I did come up with a song (to the tune of "Let There Be Peace on Earth," the unofficial anthem of the post-Vatican II RCC):

"Let there be peace on earth
And let there be costumes, too.
Darth Vader was baptized
And thus he is born anew..."

"...To take each cyborg and love each cyborg,
As Benedict would do,
Let there be peace on earth
And may the Force be with you."​ 
More captions? Thanks!

Margaret


----------



## Willem van Oranje (Jul 19, 2010)

How about: "Vader goes back to the dark side."


----------



## Curt (Jul 19, 2010)

"Pssst, Dude, where'd you get that funky bottom-of the-toilet wax ring collar? Can I get one, too?


----------



## Philip (Jul 19, 2010)

And so they held the conclave and Vader was elected Pope


----------



## Mephibosheth (Jul 19, 2010)

"Look, _I_ am your Father!"


----------



## Galatians220 (Jul 19, 2010)

Joshua said:


> "And Darth, being the last in this line, would be first in the kingdom of heaven, for he clung not to his own righteousness but to an alien righteousness, whilst the others finding their places upfront in this temporal existence held tenaciously to their works, which will bring nothing but ill repute and damnation."
> 
> How's that for "funny"?


 
Not exactly "SNL," but it'll do!






(My smilies aren't working lately! _Nurse!_)

Margaret


----------



## Emmanuel (Jul 19, 2010)

"Habemus papam!"


----------



## torstar (Jul 19, 2010)

Move aside, and let the man go through, let the man go through.


----------



## au5t1n (Jul 19, 2010)

"He finds their lack of faith disturbing."

(Edited for accuracy)


----------



## Rich Koster (Jul 19, 2010)

May the scapular be with you.....


----------



## Philip (Jul 19, 2010)

"I knew I forgot my mitre!"


----------



## 21st Century Calvinist (Jul 19, 2010)

Pope Benedict welcomed the consecration of Darth Vader as Bishop.

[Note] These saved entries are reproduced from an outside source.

PR #1572, opened 2025-02-03
CMS-678: Add featureId to park operation sub area

ayumi-oxd:
### Jira Ticket:
CMS-678

### Description:
- Add a new integer field `featureId` to park operation sub area as per DOOT's request

### DIFF
--- a/src/cms/src/api/park-operation-sub-area/content-types/park-operation-sub-area/schema.json
+++ b/src/cms/src/api/park-operation-sub-area/content-types/park-operation-sub-area/schema.json
@@ -12,6 +12,10 @@
     "draftAndPublish": true
   },
   "attributes": {
+    "featureId": {
+      "type": "integer",
+      "unique": true
+    },
     "parkSubArea": {
       "type": "string"
     },


src/cms/src/api/park-operation-sub-area/content-types/park-operation-sub-area/schema.json
```diff
@@ -12,6 +12,10 @@
     "draftAndPublish": true
   },
   "attributes": {
+    "featureId": {
+      "type": "integer",
+      "unique": true
+    },
```
diego-oxd, line 18: Can we make it a string? 
The idea was to use `{orcs}_{prodSubareaId}`. Or open to change the script if you have an idea of something else we can use for this ID,

diego-oxd (approved):

src/cms/src/api/park-operation-sub-area/content-types/park-operation-sub-area/schema.json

Bishop Vader's first mass will be celebrated at the annual Star Wars convention next week. An official spokesman of the Roman Catholic Church said that the church looked forward to receiving into membership many nerdy college types.


----------



## JennyG (Jul 19, 2010)

Somebody will know next time to use a reputable dry-cleaner


----------



## he beholds (Jul 19, 2010)

Father, I am your Father.


----------



## Philip (Jul 19, 2010)

Headline: "Vader to head Inquisition."


----------



## Mushroom (Jul 19, 2010)

"This younger generation of Sith Lords is just getting weirder and weirder."


----------



## greenbaggins (Jul 19, 2010)

"How can they put me on the Council and not make me a Cardinal? It's insulting!"


----------



## DMcFadden (Jul 19, 2010)

Admiral Piett: Should I hold them, my lord?
Darth Vader: No. Leave them to me. I will deal with them myself.


----------



## Marrow Man (Jul 19, 2010)

"I knew it! I knew it!"


----------



## LawrenceU (Jul 19, 2010)

There had better be white smoke or this planet is doomed.


----------



## Marrow Man (Jul 19, 2010)

"We are going to have to amend Chapter 25, paragraph 6, of the Westminster Confession of Faith to now read that the Pope is Darth Vader instead of the Antichrist."


----------



## Galatians220 (Jul 19, 2010)

greenbaggins said:


> "How can they put me on the Council and not make me a Cardinal? It's insulting!"


 
I guess *this* *is* what happens when a bishop gets passed over for "elevation" to cardinal 14, 15 times...  They really do get into cosmic hissy fits when they get passed over more than once or twice.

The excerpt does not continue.